### What the task asks
Line by line, transcribe the listing below exactly.

------ Input data

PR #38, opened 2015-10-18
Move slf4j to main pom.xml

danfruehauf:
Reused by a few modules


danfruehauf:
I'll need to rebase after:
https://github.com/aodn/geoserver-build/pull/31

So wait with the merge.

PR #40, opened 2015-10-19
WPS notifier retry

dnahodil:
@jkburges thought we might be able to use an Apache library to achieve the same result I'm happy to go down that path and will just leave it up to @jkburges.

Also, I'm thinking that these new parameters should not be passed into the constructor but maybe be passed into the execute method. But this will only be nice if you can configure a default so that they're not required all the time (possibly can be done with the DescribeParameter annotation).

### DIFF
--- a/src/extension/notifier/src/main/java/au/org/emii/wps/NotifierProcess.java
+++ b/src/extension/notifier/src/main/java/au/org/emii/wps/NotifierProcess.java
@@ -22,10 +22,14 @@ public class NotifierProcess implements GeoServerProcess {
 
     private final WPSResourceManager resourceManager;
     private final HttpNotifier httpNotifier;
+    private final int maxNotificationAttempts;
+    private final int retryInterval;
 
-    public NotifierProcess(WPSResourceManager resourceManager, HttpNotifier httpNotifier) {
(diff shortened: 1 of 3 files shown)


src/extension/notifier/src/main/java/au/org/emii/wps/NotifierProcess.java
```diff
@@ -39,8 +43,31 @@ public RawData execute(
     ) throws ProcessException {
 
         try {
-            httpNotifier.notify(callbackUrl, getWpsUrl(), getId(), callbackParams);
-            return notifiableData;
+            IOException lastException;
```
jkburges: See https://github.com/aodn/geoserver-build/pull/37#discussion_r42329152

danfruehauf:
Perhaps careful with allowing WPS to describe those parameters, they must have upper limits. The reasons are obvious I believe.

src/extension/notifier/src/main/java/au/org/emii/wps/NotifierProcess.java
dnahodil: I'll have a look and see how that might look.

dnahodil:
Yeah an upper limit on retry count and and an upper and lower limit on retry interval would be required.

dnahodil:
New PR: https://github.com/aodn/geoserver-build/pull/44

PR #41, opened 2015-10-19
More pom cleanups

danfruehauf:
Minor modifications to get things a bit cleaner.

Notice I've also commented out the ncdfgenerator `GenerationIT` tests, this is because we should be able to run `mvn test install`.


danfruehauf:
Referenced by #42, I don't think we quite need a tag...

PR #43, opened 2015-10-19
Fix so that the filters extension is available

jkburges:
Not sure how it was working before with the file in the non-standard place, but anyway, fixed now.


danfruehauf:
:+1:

------------

### Solution for this exercise
PR #38, opened 2015-10-18
Move slf4j to main pom.xml

danfruehauf:
Reused by a few modules


danfruehauf:
I'll need to rebase after:
https://github.com/aodn/geoserver-build/pull/31

So wait with the merge.

PR #40, opened 2015-10-19
WPS notifier retry

dnahodil:
@jkburges thought we might be able to use an Apache library to achieve the same result I'm happy to go down that path and will just leave it up to @jkburges.

Also, I'm thinking that these new parameters should not be passed into the constructor but maybe be passed into the execute method. But this will only be nice if you can configure a default so that they're not required all the time (possibly can be done with the DescribeParameter annotation).

### DIFF
--- a/src/extension/notifier/src/main/java/au/org/emii/wps/NotifierProcess.java
+++ b/src/extension/notifier/src/main/java/au/org/emii/wps/NotifierProcess.java
@@ -22,10 +22,14 @@ public class NotifierProcess implements GeoServerProcess {
 
     private final WPSResourceManager resourceManager;
     private final HttpNotifier httpNotifier;
+    private final int maxNotificationAttempts;
+    private final int retryInterval;
 
-    public NotifierProcess(WPSResourceManager resourceManager, HttpNotifier httpNotifier) {
(diff shortened: 1 of 3 files shown)


src/extension/notifier/src/main/java/au/org/emii/wps/NotifierProcess.java
```diff
@@ -39,8 +43,31 @@ public RawData execute(
     ) throws ProcessException {
 
         try {
-            httpNotifier.notify(callbackUrl, getWpsUrl(), getId(), callbackParams);
-            return notifiableData;
+            IOException lastException;
```
jkburges: See https://github.com/aodn/geoserver-build/pull/37#discussion_r42329152

danfruehauf:
Perhaps careful with allowing WPS to describe those parameters, they must have upper limits. The reasons are obvious I believe.

src/extension/notifier/src/main/java/au/org/emii/wps/NotifierProcess.java
dnahodil: I'll have a look and see how that might look.

dnahodil:
Yeah an upper limit on retry count and and an upper and lower limit on retry interval would be required.

dnahodil:
New PR: https://github.com/aodn/geoserver-build/pull/44

PR #41, opened 2015-10-19
More pom cleanups

danfruehauf:
Minor modifications to get things a bit cleaner.

Notice I've also commented out the ncdfgenerator `GenerationIT` tests, this is because we should be able to run `mvn test install`.


danfruehauf:
Referenced by #42, I don't think we quite need a tag...

PR #43, opened 2015-10-19
Fix so that the filters extension is available

jkburges:
Not sure how it was working before with the file in the non-standard place, but anyway, fixed now.


danfruehauf:
:+1:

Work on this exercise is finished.